In un’intervista inedita rilasciata ai nostri microfoni, l’ambasciatrice narra le vicissitudini della sua indagine.
Prima di raccontarci il suo progetto, vorrebbe specificare ai lettori cosa siano le microplastiche?
Le microplastiche sono dei minuscoli frammenti di materiale plastico, solitamente inferiori ai cinque millimetri presenti sul nostro pianeta. In base alla loro origine, possono essere suddivise in due categorie principali: microplastiche primarie, rilasciate direttamente nell’ambiente sotto forma di micro particelle e microplastiche secondarie, prodotte dalla degradazione degli oggetti di plastica più grandi, come buste di plastica, bottiglie o reti da pesca. Nello specifico, la mia ricerca prende in esame le microplastiche presenti nei mari e sulle spiagge del litorale romano.
In che modo dunque ha pensato di monitorare l’ambiente marino?
Attraverso la mia ricerca di dottorato intitolata Plastic Crime Scene Investigation: nello specifico si tratta di un progetto che mira a valutare la quantità e la qualità delle microplastiche nelle acque superficiali marine. Per questo scopo, la metodologia scelta è quella della scienza della cittadinanza per ottenere un gran numero di dati e massimizzare il coinvolgimento della società civile nella ricerca scientifica. Un progetto ampio e innovativo che si basa su una pratica scientifica sperimentata con successo in altri Paesi e in altri settori. È un lavoro durato tre anni che ha trovato dei miglioramenti con il corso del tempo, arrivando a trovare una formula efficace. L’inquinamento da microplastiche è ancora poco percepito dal pubblico, soprattutto in termini di percezione del rischio e ciò dipende dalla mancanza di informazioni fornite ai cittadini dal mondo scientifico e dai media.

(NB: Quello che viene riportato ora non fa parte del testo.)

PR #2959, opened 2024-09-16
[Feature/multi_tenancy] Add more missing tenant ids in requests

dbwiddis:
### Description

Adds tenant ID to a few requests that were missing them.

~NOTE: included a TODO temporarily working around model controller accidentally migrated to sdkClient in #2585. I'll follow up with another PR to remove it.~

### Check List
- [x] New functionality includes testing. (Tested by #2818)

### DIFF
--- a/plugin/src/main/java/org/opensearch/ml/action/models/DeleteModelTransportAction.java
+++ b/plugin/src/main/java/org/opensearch/ml/action/models/DeleteModelTransportAction.java
@@ -373,9 +373,7 @@ public class DeleteModelTransportAction extends HandledTransportAction<ActionReq
             // for remote model we don't need to delete model chunks so reducing one latch countdown.
             countDownLatch.countDown();
         }
-        // TODO This uses remote client but we haven't implemented it anywhere else?!
-        // deleteController(modelId, isHidden, countDownActionListener);
-        countDownActionListener.onResponse(true);
+        deleteController(modelId, isHidden, countDownActionListener);
     }
 
     /**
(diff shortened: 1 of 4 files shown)


dhrubo-os (approved):

plugin/src/main/java/org/opensearch/ml/action/models/DeleteModelTransportAction.java
```diff
@@ -355,7 +373,9 @@ private void deleteModelChunksAndController(
             // for remote model we don't need to delete model chunks so reducing one latch countdown.
             countDownLatch.countDown();
         }
-        deleteController(modelId, isHidden, countDownActionListener);
+        // TODO This uses remote client but we haven't implemented it anywhere else?!
+        // deleteController(modelId, isHidden, countDownActionListener);
```
dhrubo-os, line 377: I assume you will reverse the code for controller deletion and then enable this, right?

dbwiddis: > I assume you will reverse the code for controller deletion and then enable this, right?

Yep, as mentioned in the original comment.

I'll put it back to its pre #2585 state.  If there are any workarounds still needed, I understand a permanent fix is coming with feature-gating in #2652

dbwiddis: Except that commenting it out is causing tests to fail.  Let me pull it back out of this PR and address separately.

dhrubo-os (approved):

Focalizzandoci sul coinvolgimento del pubblico, come ha catturato l’attenzione?
Per sensibilizzare le persone sull’argomento era necessario trovare un modo per fare accedere la cittadinanza alla fase di campionamento. La strumentazione attuale degli scienziati oggi è molto grande, difficile da usare e di conseguenza richiede delle competenze specifiche e questo è un grande ostacolo per proporre una progettazione partecipata con la società. Pertanto, ho inventato un prototipo facile da utilizzare, adatto per raccogliere un numero sostanziale di dati e utilizzabile con tutte le plastiche e non solo, trovate in spiaggia. Ho dunque Kythara® (termine riferito alla cetra greca antica). Da una prima idea di un surf per bambini con una rete attaccata nella parte inferiore e grazie al contributo tecnico finale del CA.NA.FI. di Fiumicino (sviluppatori, creatori e costruttori di droni marini) abbiamo dato via a questo strumento. Kythara® permette ai cittadini di tutte le età di campionare microplastica in diversi modi: a nuoto, in canoa, sul pedalò, sul surf, con il SUP, con barchini a vela, a piedi. Inoltre è facile e leggera da trasportare. Ho definito un nuovo protocollo di ricerca basandomi sulla Direttiva Quadro della Strategia Marina (MSFD), che definisce le linee guida per lo stato di salute dei mari europei. Se non avessi calibrato ciò, i dati non sarebbero stati confrontabili con i monitoraggi europei.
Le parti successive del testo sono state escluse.